- **Exercise**
Needed from the entries below: every line that holds the word "context".

=== Data in this exercise ===

PR #8632, opened 2020-02-26
Promote alphas to stable

olemarkus:
These have been in alpha for two weeks and should be good for stable now.


justinsb:
Thanks!

/approve
/lgtm

PR #9157, opened 2020-05-21
Networking cleanup

olemarkus:


pkg/apis/kops/v1alpha2/networking.go
```diff
@@ -38,21 +38,21 @@ type NetworkingSpec struct {
 }
 
 // ClassicNetworkingSpec is the specification of classic networking mode, integrated into kubernetes
```
rifelpet, line 40:
```suggestion
// ClassicNetworkingSpec is the specification of classic networking mode, integrated into kubernetes.
```

rifelpet: should these changes also be made to `pkg/apis/kops/networking.go`?

olemarkus: They should :)

pkg/apis/kops/networking.go
```diff
@@ -37,22 +37,22 @@ type NetworkingSpec struct {
 	GCE        *GCENetworkingSpec        `json:"gce,omitempty"`
 }
 
-// ClassicNetworkingSpec is the specification of classic networking mode, integrated into kubernetes
+// ClassicNetworkingSpec is the specification of classic networking mode, integrated into kubernetes.
+// Support been removed since kops 1.4.
```
johngmyers, line 41: No, it was Kubernetes 1.4. I don't think this information is relevant.

pkg/apis/kops/networking.go
```diff
@@ -37,22 +37,22 @@ type NetworkingSpec struct {
...
 }
 
 // KubenetNetworkingSpec is the specification for kubenet networking, largely integrated but intended to replace classic
 type KubenetNetworkingSpec struct {
 }
 
-// ExternalNetworkingSpec is the specification for networking that is implemented by a Daemonset
-// It also uses kubenet
+// ExternalNetworkingSpec is the specification for networking that is implemented by a Daemonset.
+// Uses the kubenet networking provider.
```
johngmyers, line 50: I think "networking provider" is misleading as it doesn't use the kops Kubenet provider. It uses the Kubernetes kubenet networking code.

pkg/apis/kops/networking.go
olemarkus: Thanks. There are quite a few issues about when features are added/removed from kops. And given that we refer users to the spec docs, I think this is relevant to many. At least it doesn't hurt.

pkg/apis/kops/networking.go
olemarkus: Amended.

johngmyers: Resolved

pkg/apis/kops/networking.go
johngmyers: Resolved

cmd/kops/create_cluster.go
```diff
@@ -1111,7 +1109,7 @@ func RunCreateCluster(ctx context.Context, f *util.Factory, out io.Writer, c *Cr
 
 	case api.TopologyPrivate:
 		if !supportsPrivateTopology(cluster.Spec.Networking) {
-			return fmt.Errorf("Invalid networking option %s. Currently only '--networking kopeio-vxlan (or kopeio)', '--networking weave', '--networking flannel', '--networking calico', '--networking canal', '--networking kube-router', '--networking romana', '--networking amazon-vpc-routed-eni', '--networking cilium', '--networking lyftvpc', '--networking cni' are supported for private topologies", c.Networking)
+			return fmt.Errorf("invalid networking option %s. Kubenet does not support private topology", c.Networking)
```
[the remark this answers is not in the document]
olemarkus: That is a good point. `supportsPrivateTopology` is also only called from this location, so given the simplification, the function call can just be replaced with an `kubenet != nil`.

cmd/kops/create_cluster.go
```diff
@@ -1454,11 +1452,7 @@ func RunCreateCluster(ctx context.Context, f *util.Factory, out io.Writer, c *Cr
 }
 
 func supportsPrivateTopology(n *api.NetworkingSpec) bool {
-
-	if n.CNI != nil || n.Kopeio != nil || n.Weave != nil || n.Flannel != nil || n.Calico != nil || n.Canal != nil || n.Kuberouter != nil || n.Romana != nil || n.AmazonVPC != nil || n.Cilium != nil || n.LyftVPC != nil || n.GCE != nil {
-		return true
-	}
-	return false
+	return n.Kubenet == nil
```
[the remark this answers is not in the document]
olemarkus: I think true is more correct. Given that both GCP and Kopeio supports private topology, it is up to the user to configure things correctly if they choose to use external.

docs/cli/kops_create_cluster.md
```diff
@@ -94,7 +94,7 @@ kops create cluster [flags]
       --master-zones strings             Zones in which to run masters (must be an odd number)
       --model string                     Models to apply (separate multiple models with commas) (default "proto,cloudup")
       --network-cidr string              Set to override the default network CIDR
-      --networking string                Networking mode to use.  kubenet (default), classic, external, kopeio-vxlan (or kopeio), weave, flannel-vxlan (or flannel), flannel-udp, calico, canal, kube-router, romana, amazon-vpc-routed-eni, cilium, cni. (default "kubenet")
+      --networking string                Networking mode to use.  kubenet (default), external, weave, flannel-vxlan (or flannel), flannel-udp, calico, canal, kube-router, amazon-vpc-routed-eni, cilium, cni, lyftvpc. (default "kubenet")
```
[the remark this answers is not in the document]
olemarkus: Yep.

pkg/apis/kops/networking.go
```diff
@@ -37,22 +37,22 @@ type NetworkingSpec struct {
...
 }
 
 // KubenetNetworkingSpec is the specification for kubenet networking, largely integrated but intended to replace classic
 type KubenetNetworkingSpec struct {
 }
 
-// ExternalNetworkingSpec is the specification for networking that is implemented by a Daemonset
-// It also uses kubenet
+// ExternalNetworkingSpec is the specification for networking that is implemented by a Daemonset.
+// Uses the kubenet kubelet networking plugin.
```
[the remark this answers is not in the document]
olemarkus: Sounds good

cmd/kops/create_cluster.go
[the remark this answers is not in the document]
johngmyers: Resolved

pkg/apis/kops/networking.go
```diff
@@ -37,22 +37,20 @@ type NetworkingSpec struct {
...
 type ClassicNetworkingSpec struct {
 }
 
 // KubenetNetworkingSpec is the specification for kubenet networking, largely integrated but intended to replace classic
 type KubenetNetworkingSpec struct {
 }
 
-// ExternalNetworkingSpec is the specification for networking that is implemented by a Daemonset
-// It also uses kubenet
+// ExternalNetworkingSpec is the specification for networking that is implemented by a user-provided Daemonset that uses the kubelet networking plugin.
```
johngmyers, line 49:
```suggestion
// ExternalNetworkingSpec is the specification for networking that is implemented by a user-provided Daemonset that uses the Kubenet kubelet networking plugin.
```

cmd/kops/create_cluster.go
```diff
@@ -330,7 +330,7 @@ func NewCmdCreateCluster(f *util.Factory, out io.Writer) *cobra.Command {
 
 	cmd.Flags().StringVar(&options.Image, "image", options.Image, "Image to use for all instances.")
 
-	cmd.Flags().StringVar(&options.Networking, "networking", options.Networking, "Networking mode to use.  kubenet (default), classic, external, kopeio-vxlan (or kopeio), weave, flannel-vxlan (or flannel), flannel-udp, calico, canal, kube-router, romana, amazon-vpc-routed-eni, cilium, cni.")
```
rifelpet, line 333: is there a reason `kopeio-vxlan (or kopeio), ` was removed? I _think_ that is [Justin's CNI](https://github.com/kopeio/networking) and if it still works I think we should keep it in the CLI docs, and if it doesn't we should discuss next steps but either way I think that would be outside the scope of this PR.

thoughts?

olemarkus: kopeio works. But there is no documentation of that CNI in the kops docs, so it isn't very helpful to have users consider that option. I could even see us even narrow the list to only listing stable CNIs following #9140 (that would be the next steps, in my optinion).

If it is a blocker for this PR, I will add it back in though.

rifelpet: ah, I suppose that makes sense. That sounds good to me now, thanks!

PR #9162, opened 2020-05-22
Revert "Add EC2 instance lifecycle label to nodes"

johngmyers:
This reverts commit 7f2f195a cherrypicked in through #9152.

Concern was raised during Kops Office Hours as to the naming of the label. I propose we revert this change from 1.17 to give us until 1.18 to resolve the naming decision.

### DIFF
--- a/cmd/kops-controller/controllers/node_controller.go
+++ b/cmd/kops-controller/controllers/node_controller.go
@@ -118,15 +118,6 @@ func (r *NodeReconciler) Reconcile(req ctrl.Request) (ctrl.Result, error) {
 		return ctrl.Result{}, fmt.Errorf("unable to build config for node %s: %v", node.Name, err)
 	}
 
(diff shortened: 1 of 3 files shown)


granular-ryanbonham:
We currently handle this with our own controller that adds a "node-labeler.granular.ag/spot" label to the nodes.. I can see where kops would want to add other node labels in the future.. Should use do something like "node-labeler.kops.k8s.io/spot-worker".. That would avoid the reuse of the "node-role.kubernetes.io" which was raised as a concern and establish a good pattern if we need to add more.. P.S. Would love to see this in 1.17....

chrisz100:
SSL error sounds super odd...

/retest
/lgtm

rifelpet:
GH outage...

/retest

hakman:
Not sure if the decision was actually to revert it. I see in the notes:
> Decision: used by k8s spot termination handler tool, so probably not renaming label

Is it such a big deal if 1.17 ships with this as it was?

===

- **Written solution**
@@ -1111,7 +1109,7 @@ func RunCreateCluster(ctx context.Context, f *util.Factory, out io.Writer, c *Cr
@@ -1454,11 +1452,7 @@ func RunCreateCluster(ctx context.Context, f *util.Factory, out io.Writer, c *Cr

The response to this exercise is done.